--- EXERCISE INPUTS Enclosed Below ---
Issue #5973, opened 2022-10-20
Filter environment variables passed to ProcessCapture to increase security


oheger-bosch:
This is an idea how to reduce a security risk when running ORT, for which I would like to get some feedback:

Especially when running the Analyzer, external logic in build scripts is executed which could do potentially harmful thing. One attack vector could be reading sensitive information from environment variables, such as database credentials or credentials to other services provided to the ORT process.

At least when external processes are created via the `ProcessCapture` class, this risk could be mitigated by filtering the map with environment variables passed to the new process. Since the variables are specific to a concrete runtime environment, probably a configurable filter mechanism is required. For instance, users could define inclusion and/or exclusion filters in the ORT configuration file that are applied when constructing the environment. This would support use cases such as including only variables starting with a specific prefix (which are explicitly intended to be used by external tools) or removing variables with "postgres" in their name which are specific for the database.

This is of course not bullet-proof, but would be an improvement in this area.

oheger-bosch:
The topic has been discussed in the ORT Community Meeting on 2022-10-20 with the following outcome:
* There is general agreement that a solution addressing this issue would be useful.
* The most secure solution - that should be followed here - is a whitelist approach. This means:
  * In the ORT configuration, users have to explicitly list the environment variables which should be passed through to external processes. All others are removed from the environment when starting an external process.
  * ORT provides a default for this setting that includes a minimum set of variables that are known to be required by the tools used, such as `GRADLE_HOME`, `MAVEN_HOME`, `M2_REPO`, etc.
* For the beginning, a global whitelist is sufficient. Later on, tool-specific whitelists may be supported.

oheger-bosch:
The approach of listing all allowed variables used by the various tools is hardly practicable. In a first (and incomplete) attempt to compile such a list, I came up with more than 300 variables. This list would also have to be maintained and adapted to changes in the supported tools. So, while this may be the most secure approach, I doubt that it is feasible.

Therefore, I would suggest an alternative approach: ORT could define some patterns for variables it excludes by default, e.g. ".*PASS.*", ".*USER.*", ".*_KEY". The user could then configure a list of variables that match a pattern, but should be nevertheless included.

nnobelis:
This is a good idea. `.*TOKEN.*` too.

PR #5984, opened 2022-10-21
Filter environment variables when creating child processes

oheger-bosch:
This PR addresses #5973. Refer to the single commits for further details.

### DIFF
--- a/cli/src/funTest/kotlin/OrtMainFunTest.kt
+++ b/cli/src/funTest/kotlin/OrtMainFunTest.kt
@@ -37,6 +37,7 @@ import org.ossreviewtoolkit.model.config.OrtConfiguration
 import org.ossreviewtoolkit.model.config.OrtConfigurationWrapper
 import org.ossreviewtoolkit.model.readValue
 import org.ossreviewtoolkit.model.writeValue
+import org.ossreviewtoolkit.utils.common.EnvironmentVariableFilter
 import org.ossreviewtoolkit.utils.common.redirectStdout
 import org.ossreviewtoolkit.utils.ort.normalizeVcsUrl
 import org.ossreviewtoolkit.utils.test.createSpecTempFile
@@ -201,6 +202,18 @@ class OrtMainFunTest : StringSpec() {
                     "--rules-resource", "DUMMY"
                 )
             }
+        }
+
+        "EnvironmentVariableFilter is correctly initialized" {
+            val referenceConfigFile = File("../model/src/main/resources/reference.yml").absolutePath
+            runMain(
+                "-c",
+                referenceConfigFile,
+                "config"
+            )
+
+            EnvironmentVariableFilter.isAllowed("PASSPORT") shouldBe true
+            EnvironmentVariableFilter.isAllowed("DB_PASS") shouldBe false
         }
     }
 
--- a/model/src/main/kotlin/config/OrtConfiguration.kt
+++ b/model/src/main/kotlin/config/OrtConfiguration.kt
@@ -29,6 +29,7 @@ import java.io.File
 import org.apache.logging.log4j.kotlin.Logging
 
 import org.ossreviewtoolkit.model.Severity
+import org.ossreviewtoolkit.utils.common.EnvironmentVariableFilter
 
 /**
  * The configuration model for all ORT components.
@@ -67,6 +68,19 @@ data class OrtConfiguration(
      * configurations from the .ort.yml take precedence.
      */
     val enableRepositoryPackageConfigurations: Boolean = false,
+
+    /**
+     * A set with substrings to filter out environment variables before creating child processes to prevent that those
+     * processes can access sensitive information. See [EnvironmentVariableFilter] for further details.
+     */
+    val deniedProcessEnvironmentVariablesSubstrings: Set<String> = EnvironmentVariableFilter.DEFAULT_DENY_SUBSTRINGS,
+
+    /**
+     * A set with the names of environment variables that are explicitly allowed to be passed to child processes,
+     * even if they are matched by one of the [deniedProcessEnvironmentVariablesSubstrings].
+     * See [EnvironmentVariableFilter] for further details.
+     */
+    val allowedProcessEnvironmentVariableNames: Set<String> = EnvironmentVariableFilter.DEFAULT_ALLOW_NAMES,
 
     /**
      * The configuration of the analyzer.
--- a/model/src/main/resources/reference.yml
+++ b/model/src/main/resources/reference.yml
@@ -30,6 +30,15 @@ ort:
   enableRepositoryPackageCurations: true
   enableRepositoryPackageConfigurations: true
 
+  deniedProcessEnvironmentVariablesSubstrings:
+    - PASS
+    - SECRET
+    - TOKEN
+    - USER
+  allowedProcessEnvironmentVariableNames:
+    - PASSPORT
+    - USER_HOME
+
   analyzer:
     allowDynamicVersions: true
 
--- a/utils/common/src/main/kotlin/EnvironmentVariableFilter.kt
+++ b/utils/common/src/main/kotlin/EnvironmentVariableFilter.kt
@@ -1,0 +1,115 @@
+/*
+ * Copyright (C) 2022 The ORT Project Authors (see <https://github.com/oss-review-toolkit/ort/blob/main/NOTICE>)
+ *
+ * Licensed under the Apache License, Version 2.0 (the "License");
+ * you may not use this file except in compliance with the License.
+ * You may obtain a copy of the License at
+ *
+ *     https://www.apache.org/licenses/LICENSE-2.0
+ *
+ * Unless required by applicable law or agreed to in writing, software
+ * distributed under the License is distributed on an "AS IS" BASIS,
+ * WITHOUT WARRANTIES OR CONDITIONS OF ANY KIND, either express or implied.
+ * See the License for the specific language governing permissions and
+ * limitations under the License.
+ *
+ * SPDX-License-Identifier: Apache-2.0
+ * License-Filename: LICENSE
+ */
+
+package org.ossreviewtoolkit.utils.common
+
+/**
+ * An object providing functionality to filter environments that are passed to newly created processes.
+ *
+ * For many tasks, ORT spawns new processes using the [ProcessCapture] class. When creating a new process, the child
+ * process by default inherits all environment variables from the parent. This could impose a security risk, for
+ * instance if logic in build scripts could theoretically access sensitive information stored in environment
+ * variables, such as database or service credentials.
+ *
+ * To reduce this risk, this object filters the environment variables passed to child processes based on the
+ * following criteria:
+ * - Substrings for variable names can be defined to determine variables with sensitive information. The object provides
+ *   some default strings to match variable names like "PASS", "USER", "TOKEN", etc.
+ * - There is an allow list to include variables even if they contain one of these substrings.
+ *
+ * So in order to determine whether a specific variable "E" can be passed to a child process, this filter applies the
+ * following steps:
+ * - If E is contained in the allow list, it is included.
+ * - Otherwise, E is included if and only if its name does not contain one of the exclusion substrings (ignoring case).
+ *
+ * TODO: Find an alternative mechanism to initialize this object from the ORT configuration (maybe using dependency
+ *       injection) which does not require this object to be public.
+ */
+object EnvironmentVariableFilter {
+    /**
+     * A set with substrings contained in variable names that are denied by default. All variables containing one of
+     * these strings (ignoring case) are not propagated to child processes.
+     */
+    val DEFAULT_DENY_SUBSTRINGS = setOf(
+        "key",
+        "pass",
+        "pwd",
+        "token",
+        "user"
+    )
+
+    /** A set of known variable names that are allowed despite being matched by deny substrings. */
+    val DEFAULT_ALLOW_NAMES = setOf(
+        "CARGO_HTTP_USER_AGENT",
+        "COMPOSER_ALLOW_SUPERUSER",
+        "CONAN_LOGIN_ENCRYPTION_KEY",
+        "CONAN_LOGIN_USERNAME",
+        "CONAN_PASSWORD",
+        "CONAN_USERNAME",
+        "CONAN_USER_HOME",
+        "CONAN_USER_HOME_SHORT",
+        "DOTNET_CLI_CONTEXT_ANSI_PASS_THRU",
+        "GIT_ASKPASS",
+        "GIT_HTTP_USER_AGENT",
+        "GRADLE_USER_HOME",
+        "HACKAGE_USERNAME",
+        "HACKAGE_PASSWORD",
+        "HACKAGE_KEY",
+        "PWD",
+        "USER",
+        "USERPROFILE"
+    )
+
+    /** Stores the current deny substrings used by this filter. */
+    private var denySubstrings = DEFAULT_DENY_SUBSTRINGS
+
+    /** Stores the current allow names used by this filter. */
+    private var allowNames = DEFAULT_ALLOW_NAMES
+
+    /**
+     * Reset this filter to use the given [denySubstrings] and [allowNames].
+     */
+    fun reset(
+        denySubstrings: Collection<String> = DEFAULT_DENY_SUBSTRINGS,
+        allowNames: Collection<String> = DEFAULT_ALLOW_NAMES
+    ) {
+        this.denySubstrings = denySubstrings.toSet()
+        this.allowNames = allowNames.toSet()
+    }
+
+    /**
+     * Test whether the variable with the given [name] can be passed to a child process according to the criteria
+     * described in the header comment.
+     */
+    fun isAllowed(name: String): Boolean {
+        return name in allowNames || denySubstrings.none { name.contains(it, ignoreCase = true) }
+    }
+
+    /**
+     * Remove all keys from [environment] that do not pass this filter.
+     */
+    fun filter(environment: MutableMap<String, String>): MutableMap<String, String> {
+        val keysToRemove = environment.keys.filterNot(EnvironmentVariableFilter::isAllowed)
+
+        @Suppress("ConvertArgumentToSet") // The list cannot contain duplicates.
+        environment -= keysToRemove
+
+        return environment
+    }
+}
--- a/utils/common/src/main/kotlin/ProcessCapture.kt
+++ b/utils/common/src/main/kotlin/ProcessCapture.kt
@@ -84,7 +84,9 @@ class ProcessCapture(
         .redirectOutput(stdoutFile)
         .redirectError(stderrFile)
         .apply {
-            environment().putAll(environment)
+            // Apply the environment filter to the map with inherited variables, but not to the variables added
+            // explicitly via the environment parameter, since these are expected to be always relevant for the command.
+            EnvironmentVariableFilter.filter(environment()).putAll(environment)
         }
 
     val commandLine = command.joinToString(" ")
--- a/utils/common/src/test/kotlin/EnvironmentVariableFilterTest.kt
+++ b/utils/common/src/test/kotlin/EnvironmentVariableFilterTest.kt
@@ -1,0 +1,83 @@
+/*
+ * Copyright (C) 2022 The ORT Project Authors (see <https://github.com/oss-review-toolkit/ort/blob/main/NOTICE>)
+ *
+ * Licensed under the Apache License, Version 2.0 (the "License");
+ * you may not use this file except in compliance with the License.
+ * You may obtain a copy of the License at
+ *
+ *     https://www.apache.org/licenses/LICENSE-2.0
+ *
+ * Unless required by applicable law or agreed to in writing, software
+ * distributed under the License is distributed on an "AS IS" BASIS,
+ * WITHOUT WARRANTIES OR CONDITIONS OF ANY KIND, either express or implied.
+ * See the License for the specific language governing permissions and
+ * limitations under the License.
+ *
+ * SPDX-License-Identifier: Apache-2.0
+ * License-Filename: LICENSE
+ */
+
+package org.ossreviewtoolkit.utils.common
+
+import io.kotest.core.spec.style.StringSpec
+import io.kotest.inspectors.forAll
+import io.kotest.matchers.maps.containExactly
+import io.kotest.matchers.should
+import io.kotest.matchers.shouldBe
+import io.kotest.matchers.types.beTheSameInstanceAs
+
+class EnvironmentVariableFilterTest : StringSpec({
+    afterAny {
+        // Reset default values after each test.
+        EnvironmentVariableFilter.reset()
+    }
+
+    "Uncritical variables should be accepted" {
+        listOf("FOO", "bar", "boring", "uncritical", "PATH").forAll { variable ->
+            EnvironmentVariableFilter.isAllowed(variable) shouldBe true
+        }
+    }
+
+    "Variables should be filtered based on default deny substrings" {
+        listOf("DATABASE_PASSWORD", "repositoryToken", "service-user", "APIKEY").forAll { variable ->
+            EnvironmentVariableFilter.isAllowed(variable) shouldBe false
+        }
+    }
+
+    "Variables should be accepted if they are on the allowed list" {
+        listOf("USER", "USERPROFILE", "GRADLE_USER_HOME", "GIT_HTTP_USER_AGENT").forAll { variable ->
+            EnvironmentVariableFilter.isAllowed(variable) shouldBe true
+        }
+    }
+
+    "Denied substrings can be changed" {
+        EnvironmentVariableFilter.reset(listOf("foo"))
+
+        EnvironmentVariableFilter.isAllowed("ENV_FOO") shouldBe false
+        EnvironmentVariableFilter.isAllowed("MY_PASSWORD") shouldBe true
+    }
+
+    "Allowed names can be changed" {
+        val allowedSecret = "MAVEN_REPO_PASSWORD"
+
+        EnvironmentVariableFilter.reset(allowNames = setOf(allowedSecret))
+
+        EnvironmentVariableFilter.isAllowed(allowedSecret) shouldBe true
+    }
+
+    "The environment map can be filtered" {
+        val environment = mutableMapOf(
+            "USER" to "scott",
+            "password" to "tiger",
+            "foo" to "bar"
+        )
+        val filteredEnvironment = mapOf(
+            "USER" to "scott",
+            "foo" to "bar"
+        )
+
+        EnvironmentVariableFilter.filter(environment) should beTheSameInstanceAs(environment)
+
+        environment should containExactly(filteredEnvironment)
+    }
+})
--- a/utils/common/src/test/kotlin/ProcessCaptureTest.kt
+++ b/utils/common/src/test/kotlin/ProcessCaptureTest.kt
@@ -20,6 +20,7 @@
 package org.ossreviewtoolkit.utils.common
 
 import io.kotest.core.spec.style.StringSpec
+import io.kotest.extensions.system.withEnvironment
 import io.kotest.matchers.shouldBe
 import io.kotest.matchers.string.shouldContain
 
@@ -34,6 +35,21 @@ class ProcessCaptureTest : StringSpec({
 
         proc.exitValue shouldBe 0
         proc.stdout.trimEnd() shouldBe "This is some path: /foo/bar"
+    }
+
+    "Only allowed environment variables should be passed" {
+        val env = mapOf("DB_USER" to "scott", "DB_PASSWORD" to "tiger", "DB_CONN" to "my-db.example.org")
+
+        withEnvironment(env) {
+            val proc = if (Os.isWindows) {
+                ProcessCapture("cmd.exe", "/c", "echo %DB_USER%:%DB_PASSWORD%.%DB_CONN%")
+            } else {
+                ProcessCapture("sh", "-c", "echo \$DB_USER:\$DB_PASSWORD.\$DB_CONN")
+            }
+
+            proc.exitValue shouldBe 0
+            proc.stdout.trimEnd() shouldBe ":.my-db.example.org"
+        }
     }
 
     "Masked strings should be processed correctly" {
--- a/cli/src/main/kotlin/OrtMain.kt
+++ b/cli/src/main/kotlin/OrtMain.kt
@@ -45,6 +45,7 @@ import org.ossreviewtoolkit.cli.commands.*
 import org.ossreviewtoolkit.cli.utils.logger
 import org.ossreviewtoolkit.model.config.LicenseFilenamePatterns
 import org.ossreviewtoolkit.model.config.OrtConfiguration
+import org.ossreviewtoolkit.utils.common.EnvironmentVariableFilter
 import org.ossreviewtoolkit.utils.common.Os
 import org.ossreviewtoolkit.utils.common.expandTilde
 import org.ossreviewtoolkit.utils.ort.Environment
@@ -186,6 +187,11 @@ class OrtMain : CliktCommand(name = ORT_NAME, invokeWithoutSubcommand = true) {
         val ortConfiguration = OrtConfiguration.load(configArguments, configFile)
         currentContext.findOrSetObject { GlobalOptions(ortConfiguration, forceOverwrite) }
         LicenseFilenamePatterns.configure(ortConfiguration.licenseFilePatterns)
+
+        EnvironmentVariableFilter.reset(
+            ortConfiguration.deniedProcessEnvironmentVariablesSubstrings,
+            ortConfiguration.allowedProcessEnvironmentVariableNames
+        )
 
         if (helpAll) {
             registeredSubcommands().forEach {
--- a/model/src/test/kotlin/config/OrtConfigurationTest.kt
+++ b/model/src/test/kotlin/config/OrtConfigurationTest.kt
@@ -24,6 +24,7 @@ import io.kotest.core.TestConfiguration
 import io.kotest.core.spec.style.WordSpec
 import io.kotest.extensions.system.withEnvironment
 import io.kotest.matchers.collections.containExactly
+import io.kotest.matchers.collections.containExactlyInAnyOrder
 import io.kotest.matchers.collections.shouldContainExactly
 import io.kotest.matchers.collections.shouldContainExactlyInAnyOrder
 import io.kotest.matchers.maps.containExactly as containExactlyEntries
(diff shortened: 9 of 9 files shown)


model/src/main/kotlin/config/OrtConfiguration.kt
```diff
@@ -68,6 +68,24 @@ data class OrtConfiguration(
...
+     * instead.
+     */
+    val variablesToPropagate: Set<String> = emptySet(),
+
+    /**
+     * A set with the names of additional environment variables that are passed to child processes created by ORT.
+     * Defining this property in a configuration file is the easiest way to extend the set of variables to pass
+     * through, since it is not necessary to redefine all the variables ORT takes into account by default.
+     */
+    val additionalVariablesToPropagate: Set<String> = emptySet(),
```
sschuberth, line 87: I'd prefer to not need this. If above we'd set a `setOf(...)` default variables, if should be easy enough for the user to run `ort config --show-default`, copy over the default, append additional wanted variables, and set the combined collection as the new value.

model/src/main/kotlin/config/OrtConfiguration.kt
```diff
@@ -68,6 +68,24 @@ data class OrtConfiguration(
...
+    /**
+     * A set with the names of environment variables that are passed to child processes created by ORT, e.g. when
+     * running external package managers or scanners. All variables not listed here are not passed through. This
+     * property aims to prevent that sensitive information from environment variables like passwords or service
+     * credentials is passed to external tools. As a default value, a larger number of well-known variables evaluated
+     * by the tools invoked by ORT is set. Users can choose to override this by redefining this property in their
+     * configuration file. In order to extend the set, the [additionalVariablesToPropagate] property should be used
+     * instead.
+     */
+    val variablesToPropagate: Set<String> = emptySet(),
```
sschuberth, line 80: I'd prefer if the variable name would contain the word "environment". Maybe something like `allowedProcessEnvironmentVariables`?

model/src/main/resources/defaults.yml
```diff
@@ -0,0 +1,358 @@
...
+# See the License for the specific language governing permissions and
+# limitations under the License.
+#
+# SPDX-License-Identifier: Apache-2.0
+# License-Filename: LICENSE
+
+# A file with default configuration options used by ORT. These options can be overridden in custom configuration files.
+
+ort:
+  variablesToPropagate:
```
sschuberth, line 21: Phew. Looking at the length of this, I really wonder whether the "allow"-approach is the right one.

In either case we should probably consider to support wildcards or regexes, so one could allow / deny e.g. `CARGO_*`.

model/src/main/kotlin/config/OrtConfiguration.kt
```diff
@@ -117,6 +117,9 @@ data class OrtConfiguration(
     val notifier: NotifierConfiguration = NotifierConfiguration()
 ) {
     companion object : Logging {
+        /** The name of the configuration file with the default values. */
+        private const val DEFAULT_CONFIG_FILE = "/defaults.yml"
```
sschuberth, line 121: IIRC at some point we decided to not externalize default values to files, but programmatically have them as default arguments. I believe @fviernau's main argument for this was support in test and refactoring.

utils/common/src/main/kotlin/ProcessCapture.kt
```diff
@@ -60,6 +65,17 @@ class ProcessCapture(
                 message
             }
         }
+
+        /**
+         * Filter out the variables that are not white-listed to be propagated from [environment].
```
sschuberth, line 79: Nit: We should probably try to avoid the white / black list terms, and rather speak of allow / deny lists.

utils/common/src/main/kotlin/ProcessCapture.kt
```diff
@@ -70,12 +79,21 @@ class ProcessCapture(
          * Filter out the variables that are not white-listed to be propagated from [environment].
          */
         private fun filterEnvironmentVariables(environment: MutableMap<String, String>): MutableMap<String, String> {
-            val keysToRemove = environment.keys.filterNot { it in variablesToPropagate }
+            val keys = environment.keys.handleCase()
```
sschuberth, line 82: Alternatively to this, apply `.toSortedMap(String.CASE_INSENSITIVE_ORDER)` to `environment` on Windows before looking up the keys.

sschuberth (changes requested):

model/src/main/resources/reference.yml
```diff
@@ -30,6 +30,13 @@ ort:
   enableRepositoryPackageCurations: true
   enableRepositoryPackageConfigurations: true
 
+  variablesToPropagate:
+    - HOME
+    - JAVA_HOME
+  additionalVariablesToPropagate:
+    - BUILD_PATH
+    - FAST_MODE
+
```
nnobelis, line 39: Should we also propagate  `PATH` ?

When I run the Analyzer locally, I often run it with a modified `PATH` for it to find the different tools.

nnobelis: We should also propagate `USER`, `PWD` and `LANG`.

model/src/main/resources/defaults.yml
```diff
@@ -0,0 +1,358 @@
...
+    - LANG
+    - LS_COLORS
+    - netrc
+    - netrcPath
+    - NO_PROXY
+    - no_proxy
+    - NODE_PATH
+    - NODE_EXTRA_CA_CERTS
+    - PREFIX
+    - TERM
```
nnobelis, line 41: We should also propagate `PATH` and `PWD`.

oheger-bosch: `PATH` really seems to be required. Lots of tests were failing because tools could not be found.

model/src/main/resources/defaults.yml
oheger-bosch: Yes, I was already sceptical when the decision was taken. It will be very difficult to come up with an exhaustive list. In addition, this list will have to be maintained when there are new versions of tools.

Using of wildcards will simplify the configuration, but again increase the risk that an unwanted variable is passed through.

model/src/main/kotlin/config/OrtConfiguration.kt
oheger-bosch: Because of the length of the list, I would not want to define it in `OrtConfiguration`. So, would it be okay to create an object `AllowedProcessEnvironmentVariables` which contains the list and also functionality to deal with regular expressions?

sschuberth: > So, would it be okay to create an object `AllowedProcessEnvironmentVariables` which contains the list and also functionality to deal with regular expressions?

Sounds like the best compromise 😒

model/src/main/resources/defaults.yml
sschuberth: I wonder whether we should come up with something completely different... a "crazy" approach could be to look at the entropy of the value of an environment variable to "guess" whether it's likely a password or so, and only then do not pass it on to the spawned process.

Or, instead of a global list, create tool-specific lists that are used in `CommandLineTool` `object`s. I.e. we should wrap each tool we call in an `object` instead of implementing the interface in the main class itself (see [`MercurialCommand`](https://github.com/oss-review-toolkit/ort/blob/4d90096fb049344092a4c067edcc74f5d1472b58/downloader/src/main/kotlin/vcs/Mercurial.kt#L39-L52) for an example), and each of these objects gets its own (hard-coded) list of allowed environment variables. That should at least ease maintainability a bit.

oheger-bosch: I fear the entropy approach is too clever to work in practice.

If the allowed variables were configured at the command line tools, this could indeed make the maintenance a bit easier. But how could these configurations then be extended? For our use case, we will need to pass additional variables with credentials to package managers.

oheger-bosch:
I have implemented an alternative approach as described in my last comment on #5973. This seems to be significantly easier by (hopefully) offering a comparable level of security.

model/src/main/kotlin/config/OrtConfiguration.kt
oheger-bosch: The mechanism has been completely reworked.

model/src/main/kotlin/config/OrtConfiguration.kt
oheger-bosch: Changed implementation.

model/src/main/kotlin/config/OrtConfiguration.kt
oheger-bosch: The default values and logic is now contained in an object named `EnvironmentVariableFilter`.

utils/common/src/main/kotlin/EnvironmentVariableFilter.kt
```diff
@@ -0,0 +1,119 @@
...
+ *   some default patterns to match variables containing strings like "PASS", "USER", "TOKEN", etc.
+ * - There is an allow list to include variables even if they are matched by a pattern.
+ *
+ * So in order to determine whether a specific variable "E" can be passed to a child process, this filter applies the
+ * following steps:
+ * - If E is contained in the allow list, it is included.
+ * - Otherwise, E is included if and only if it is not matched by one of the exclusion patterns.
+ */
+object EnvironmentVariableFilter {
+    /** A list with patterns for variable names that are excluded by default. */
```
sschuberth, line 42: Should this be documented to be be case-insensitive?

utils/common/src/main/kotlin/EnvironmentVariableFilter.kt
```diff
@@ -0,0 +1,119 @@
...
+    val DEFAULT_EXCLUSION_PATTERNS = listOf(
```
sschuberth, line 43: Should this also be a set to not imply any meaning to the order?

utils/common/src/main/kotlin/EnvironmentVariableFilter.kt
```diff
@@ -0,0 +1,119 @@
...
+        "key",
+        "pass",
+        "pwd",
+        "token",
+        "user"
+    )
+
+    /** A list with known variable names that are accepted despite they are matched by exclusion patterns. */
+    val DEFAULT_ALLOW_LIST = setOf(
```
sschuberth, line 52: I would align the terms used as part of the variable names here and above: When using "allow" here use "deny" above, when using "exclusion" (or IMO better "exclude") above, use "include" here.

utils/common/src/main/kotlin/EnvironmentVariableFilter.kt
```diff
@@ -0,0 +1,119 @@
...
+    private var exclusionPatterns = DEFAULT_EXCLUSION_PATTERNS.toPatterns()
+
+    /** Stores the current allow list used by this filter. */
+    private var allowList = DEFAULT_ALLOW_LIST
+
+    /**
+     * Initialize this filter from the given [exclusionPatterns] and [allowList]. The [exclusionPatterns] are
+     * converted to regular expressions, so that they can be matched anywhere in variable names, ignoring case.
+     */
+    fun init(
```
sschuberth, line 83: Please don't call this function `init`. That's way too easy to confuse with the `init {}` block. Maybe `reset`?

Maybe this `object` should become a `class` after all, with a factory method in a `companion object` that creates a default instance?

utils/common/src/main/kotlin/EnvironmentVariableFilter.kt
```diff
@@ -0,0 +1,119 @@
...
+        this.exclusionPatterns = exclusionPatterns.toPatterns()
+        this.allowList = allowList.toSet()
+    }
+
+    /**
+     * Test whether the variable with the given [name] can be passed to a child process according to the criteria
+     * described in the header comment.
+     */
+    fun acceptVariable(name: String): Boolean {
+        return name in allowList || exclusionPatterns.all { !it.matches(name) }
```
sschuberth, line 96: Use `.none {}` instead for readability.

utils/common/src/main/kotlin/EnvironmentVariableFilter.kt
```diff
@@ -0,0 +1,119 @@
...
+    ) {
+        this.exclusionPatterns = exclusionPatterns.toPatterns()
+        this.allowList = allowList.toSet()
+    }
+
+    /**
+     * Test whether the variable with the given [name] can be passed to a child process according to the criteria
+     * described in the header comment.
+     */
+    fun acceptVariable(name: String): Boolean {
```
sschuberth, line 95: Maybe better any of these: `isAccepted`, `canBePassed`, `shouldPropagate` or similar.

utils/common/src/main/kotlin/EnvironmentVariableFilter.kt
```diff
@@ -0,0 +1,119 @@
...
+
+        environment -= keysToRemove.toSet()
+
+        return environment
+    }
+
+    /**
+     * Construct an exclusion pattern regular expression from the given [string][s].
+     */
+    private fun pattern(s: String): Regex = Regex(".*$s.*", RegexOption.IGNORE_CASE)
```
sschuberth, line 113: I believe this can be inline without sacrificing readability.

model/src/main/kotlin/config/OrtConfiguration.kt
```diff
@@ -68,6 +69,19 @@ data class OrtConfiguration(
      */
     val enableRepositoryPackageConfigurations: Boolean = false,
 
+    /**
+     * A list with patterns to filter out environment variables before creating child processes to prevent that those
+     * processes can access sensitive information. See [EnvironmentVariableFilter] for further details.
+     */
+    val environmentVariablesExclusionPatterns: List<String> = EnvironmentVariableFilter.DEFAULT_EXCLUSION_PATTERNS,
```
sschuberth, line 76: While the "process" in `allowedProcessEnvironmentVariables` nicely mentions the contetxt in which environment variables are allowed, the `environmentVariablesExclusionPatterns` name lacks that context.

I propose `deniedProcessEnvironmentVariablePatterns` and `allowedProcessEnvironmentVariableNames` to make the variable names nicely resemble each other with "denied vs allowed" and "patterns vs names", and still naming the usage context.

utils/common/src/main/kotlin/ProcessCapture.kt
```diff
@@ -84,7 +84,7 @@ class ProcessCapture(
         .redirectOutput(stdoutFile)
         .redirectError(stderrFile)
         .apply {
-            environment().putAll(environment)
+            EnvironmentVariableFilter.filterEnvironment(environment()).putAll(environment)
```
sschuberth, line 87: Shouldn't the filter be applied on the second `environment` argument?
--- End of Enclosed EXERCISE INPUTS ---
▶ [REQUIREMENT]
In the records above, locate every line with the string "collections" and copy it.

▶ [ANSWER TO THIS TASK]
 import io.kotest.matchers.collections.containExactly
+import io.kotest.matchers.collections.containExactlyInAnyOrder
 import io.kotest.matchers.collections.shouldContainExactly
 import io.kotest.matchers.collections.shouldContainExactlyInAnyOrder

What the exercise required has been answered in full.